What you need to do - In the entries below, find each line with the string "every" and copy it.

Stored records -
<<<<

PR #788, opened 2025-01-08
Verify - limit the objects list to the ones created in the current run

ygalblum:
## Type of change

- [x] Optimization

## Description
To allow running the same test sequence with the same UUID, generate the RUNID every time the configuration spec is loaded and verify objects that were created under the specific runid

### DIFF
--- a/pkg/burner/utils.go
+++ b/pkg/burner/utils.go
@@ -92,7 +92,7 @@ func (ex *Executor) Verify() bool {
 	log.Info("Verifying created objects")
 	for objectIndex, obj := range ex.objects {
 		listOptions := metav1.ListOptions{
-			LabelSelector: fmt.Sprintf("kube-burner-uuid=%s,kube-burner-job=%s,kube-burner-index=%d", ex.uuid, ex.Name, objectIndex),
+			LabelSelector: fmt.Sprintf("kube-burner-uuid=%s,kube-burner-runid=%s,kube-burner-job=%s,kube-burner-index=%d", ex.uuid, ex.runid, ex.Name, objectIndex),
 			Limit:         objectLimit,
 		}
 		err := util.RetryWithExponentialBackOff(func() (done bool, err error) {
--- a/pkg/config/config.go
+++ b/pkg/config/config.go
@@ -36,7 +36,6 @@ import (
 
 var configSpec = Spec{
 	GlobalConfig: GlobalConfig{
-		RUNID:            uid.NewString(),
 		GC:               false,
 		GCMetrics:        false,
 		GCTimeout:        1 * time.Hour,
@@ -181,6 +180,7 @@ func ParseWithUserdata(uuid string, timeout time.Duration, configFileReader, use
 	}
 	configSpec.GlobalConfig.Timeout = timeout
 	configSpec.GlobalConfig.UUID = uuid
+	configSpec.GlobalConfig.RUNID = uid.NewString()
 	return configSpec, nil
 }
 


pkg/burner/utils.go
```diff
@@ -92,7 +92,7 @@ func (ex *Executor) Verify() bool {
 	log.Info("Verifying created objects")
 	for objectIndex, obj := range ex.objects {
 		listOptions := metav1.ListOptions{
-			LabelSelector: fmt.Sprintf("kube-burner-uuid=%s,kube-burner-job=%s,kube-burner-index=%d", ex.uuid, ex.Name, objectIndex),
+			LabelSelector: fmt.Sprintf("kube-burner-uuid=%s,kube-burner-runid=%s,kube-burner-job=%s,kube-burner-index=%d", ex.uuid, ex.runid, ex.Name, objectIndex),
```
vishnuchalla, line 95: I am okay with adding `runid` here, but I do not understand the intention behind [exposing runid](https://github.com/kube-burner/kube-burner/pull/765/files) to the end user. Because it was meant to be an internal thing which shouldn't be provided by a user (i.e for user we already have `uuid`). The idea around this is to be able to uniquely identify run specific resources even after user provides a `uuid` which clashes with existing resources of a cluster by mistake. But having both the IDs exposed is kind of confusing and doesn't justify the value add.

ygalblum: First, for this PR, it is needed for the same reason you gave here. If the same test is executed with the same UUID without a cleanup the verification fails because the request finds the resources created during the previous execution.

As for the other PR, the need to expose the RunID to the user was to allow users to mark sub-resources for the metrics collection. I'll explain. I have a followup PR that adds support for `DataVolume` latency. DVs can either be created explicitly (in which case `kube-burner` marks them automatically) or implicitly, for example by using the `DataVolumeTemplates` array in the `VirtualMachine` spec. In this case, `kube-burner` does not mark the resources and as a result the metrics collection disregards it. Now, one way is to make `kube-burner` mark also the volumes. But, this means that every time such a need arises, a new code changes will be required. Instead, exposing the `RunID` solves the issue in one go.

vishnuchalla: okay. The idea seems reasonable. In your follow up PR, can we get the parameter that overrides `RUNID` renamed something as `--override-runid` or something and documented as well? So that users will not run into the same confusion as me.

>>>>

Result for this exercise -
To allow running the same test sequence with the same UUID, generate the RUNID every time the configuration spec is loaded and verify objects that were created under the specific runid
As for the other PR, the need to expose the RunID to the user was to allow users to mark sub-resources for the metrics collection. I'll explain. I have a followup PR that adds support for `DataVolume` latency. DVs can either be created explicitly (in which case `kube-burner` marks them automatically) or implicitly, for example by using the `DataVolumeTemplates` array in the `VirtualMachine` spec. In this case, `kube-burner` does not mark the resources and as a result the metrics collection disregards it. Now, one way is to make `kube-burner` mark also the volumes. But, this means that every time such a need arises, a new code changes will be required. Instead, exposing the `RunID` solves the issue in one go.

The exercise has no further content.